The bill's history does not show the names of any sponsor or co-sponsors, but public hearing testimony on the bill makes it clear that it was raised at DRS' request. According to then-DRS commissioner Alan Crystal, one of the bill's goals was to make it easier for DRS to administer the delivery tax law. Crystal testified in the committee's public hearing that, under prior law, which included shipping and delivery charges in the taxable sales price only if the charges were imposed before to the customer's purchase, “we have all these arguments on audit and wanted to settle the issue.”
At the February 11, 1993 public hearing, only Crystal and Joe Brennan of the Connecticut Business and Industry Association testified on the bill. In that testimony, as well as in comments by committee members, it was acknowledged that the proposed change represented both an expansion of, and an increase in, the sales tax. Brennan testified against the bill for that reason.
Floor Debate and Vote
When the bill came to the House floor on June 3, 1993, the House adopted six amendments, including the one concerning the sale of the OTB system. Representative Maddox offered an unsuccessful amendment (House “I”) that would have deleted the delivery charge change. In opposing House “I,” Representative Mulready, the Finance Committee co-chair said:
Actually, Mr. Speaker, on a more serious note, this is an item of great confusion for retailers in the State of Connecticut, partly because of the point of delivery of the item being sold. We met with the number of members of some of the retail chains including some of the larger retail chains, and they in fact wanted some level of certainty to what happened here.
Now obviously they would prefer the level of certainty to be that under no circumstances does the tax apply to transportation charges, but they were willing to live with this because it in fact gives them certainty, and it imposes it prospectively as of July 1 of this year so that there's no uncertainty about the past either, so we do have the, albeit lukewarm, support of the retail community in this particular bill. . . .

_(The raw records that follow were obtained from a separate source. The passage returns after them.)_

PR #791, opened 2023-01-30
[Merged by Bors] - replace trait config with asref config

janpetschexain:
**Reference**

- follow up from the comment https://github.com/xaynetwork/xayn_discovery_engine/pull/788#pullrequestreview-1275230959

**Summary**

- replace the `Config` trait bound with `AsRef<logging::Config>` trait bound etc
- use the available associated types of the `Application` trait to simplify the generics on `AppData`

### DIFF
--- a/web-api/src/server.rs
+++ b/web-api/src/server.rs
@@ -24,26 +24,34 @@ use actix_web::{
     HttpResponse,
     HttpServer,
 };
+use async_trait::async_trait;
 use clap::Parser;
 use serde::{de::DeserializeOwned, Serialize};
 use tracing::error;
 
-pub use self::config::Config;
-pub(crate) use self::{
-    app_state::AppState,
-    config::{impl_config, NetConfig},
-};
+pub(crate) use self::{app_state::AppState, config::Config};
 use crate::{
     load_config::load_config,
+    logging,
     logging::init_tracing,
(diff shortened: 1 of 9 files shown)


web-api/src/server.rs
```diff
@@ -53,21 +61,21 @@ pub trait Application {
...
-    fn create_app_state_extension(
-        config: &Self::Config,
-    ) -> Result<Self::AppStateExtension, SetupError>;
+    fn create_extension(config: &Self::Config) -> Result<Self::Extension, ApplicationError>;
+
+    async fn setup_storage(config: &storage::Config) -> Result<Self::Storage, ApplicationError>;
 }
 
-pub type SetupError = anyhow::Error;
+pub(crate) type ApplicationError = anyhow::Error;
```
rustonaut, line 71: I'm not sure why you changed the name.

It's not an application error (as in it happens during the runtime of the application), it's an error which basically only can happen during startup (and in very very unlikely cases shutdown).

janpetschexain: i renamed it because it's mainly the error which is returned in the `Application` trait methods, which seems more fitting. i'll revert it though.

rustonaut (approved):
lgtm

janpetschexain:
bors merge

House “I” failed by a vote of 63-82.
The Senate passed the amended bill unanimously on the consent calendar on June 7, 1993, without discussing the delivery charge provision.
PRE-1993 LAW
As mentioned above, before the sales tax law was changed in 1993, it required the taxable sale price of an item to include “the cost of transportation of the property prior to its purchase.” This language dates from the original passage of the Connecticut sales tax in 1947 and it was part of the law from 1947 to 1993.
DRS rulings show that the department interpreted the pre-1993 law to allow only “transportation charges for delivery which occurs prior to the passage of title” of the item to be included in its taxable sale price (DRS Rulings 89-257 and 90-39). At the 1993 public hearing, DRS Commissioner Crystal, in response to a hypothetical question from Representative Gelsi about a furniture delivery, explained the problem with the prior law:
Transactions can be unbundled and what has happened in the past is that people start invoicing separately for the goods and separately for the transportation and we're never certain when title passes and whose it is and therefore when the tax is due.